PerihalFakta – “I have a dream.” – Martin Luther King Jr.
Kalimat ikonik ini seharusnya tidak hanya menggema di tengah hiruk-pikuk kota besar, tapi juga hidup dalam jiwa-jiwa muda di pelosok desa. Sebab mimpi, sejatinya, tidak pernah mengenal batas geografis. Ia tumbuh di mana pun ada harapan dan keyakinan yang dijaga.
Saya meyakini satu hal sederhana: setiap anak bangsa berhak untuk bermimpi besar. Seperti kata Bung Hatta, “Indonesia tidak akan bercahaya karena obor di Jakarta, tetapi karena lilin-lilin kecil di desa.” Kalimat ini bukan sekadar kutipan—ia adalah pijakan moral bahwa perubahan besar bisa bermula dari tempat-tempat yang sering terabaikan.

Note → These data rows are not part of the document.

Issue #3276, opened 2022-03-10
bug: jest cli - no longer able to run individual unit tests


Kwooda:
**Stencil version:**

```
 @stencil/core@2.14.0
```

**Current behavior:**
CLI no longer allows running individual unit tests. We updated from v2.6.0 to v2.14.0 and have lost the ability to run individual unit tests from the command line.

**Expected behavior:**
Running ```npx stencil test --e2e --spec component``` -- where component is the name of an individual unit test, should run just that test. Instead, it runs the entire test suite.

**GitHub Reproduction Link:**

**Other information:**

rwaskiewicz:
Hey @Kwooda, this sound similar to #3275, but perhaps slightly different. Could you create a minimal reproduction repo so that I can make sure I understand the issue and add the correct test cases here?

Kwooda:
Not sure how that's related. We have a bunch of unit tests, and would like to run just one of them. We used to be able to do that by just running npx stencil test --e2e --spec {testName} and it would run just that test. But after upgrading Stencil, any attempt to run a unit test runs all the unit tests. I'll try to find some time to set up a repo, but it seems easy enough to test by just trying to run a single unit test.

Kwooda:
I have created a repo to demonstrate the issue. Details are in the readme.
https://github.com/Kwooda/StencilUnitTests

rwaskiewicz:
Thanks @Kwooda! I was able to use the reproduction case to determine this behavior started to occur in v2.13.0 - I'm going to label this issue so that it gets ingested into the team's internal backlog. From there we'll be able to prioritize it and look into it further. Thanks again!

alicewriteswrongs:
Hey @Kwooda, sorry for the wait on this issue! We've diagnosed the issue and are working on a fix. In the meantime, with the reproduction you kindly provided we were able to come up with a workaround that should let you run a single test file while we come up with a more robust fix for the problem.

If you change the `test` script in `package.json` to omit the `--coverage` flag, so that it just looks like this:

```json
  "test": "stencil test --spec --e2e",
```

then you should be able to do `npm test my-component` to run the specfile for that component. You could also try that out by doing `npx stencil test --spec my-component`.

The issue relates to how `stencil test` processes arguments before it passes them along to Jest. Basically, any flag-type argument (like `--coverage`) will currently be passed along to Jest, but arguments are being parsed incorrectly in the case that a test file pattern (like `my-component` in the example above) is passed as well.

[...]

PR #3444, opened 2022-06-28
fix(cli): add explicit support for Jest CLI arguments 

alicewriteswrongs:
This adds explicit support to our CLI argument parsing code for Jest's
CLI arguments by adding entries to the arrays we use to parse 'known'
arguments.

## Pull request checklist

## Pull request type

 

 

- [x] Bugfix
- [ ] Feature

Namun kenyataan di lapangan tidak selalu ramah. Anak-anak muda di desa kerap menghadapi keterbatasan: akses pendidikan yang belum merata, koneksi internet yang lambat, hingga minimnya ruang ekspresi dan pemberdayaan. Tak sedikit dari mereka yang mulai meragukan mimpinya sendiri bahkan sebelum sempat mencoba.
Tapi sejarah justru banyak dibentuk oleh mereka yang lahir jauh dari pusat kekuasaan dan keramaian. Lihatlah Tan Malaka, pemikir revolusioner dari Nagari Pandam Gadang, atau HOS Cokroaminoto dari Ponorogo. Mereka membuktikan bahwa tempat lahir bukanlah penentu tinggi rendahnya cita-cita.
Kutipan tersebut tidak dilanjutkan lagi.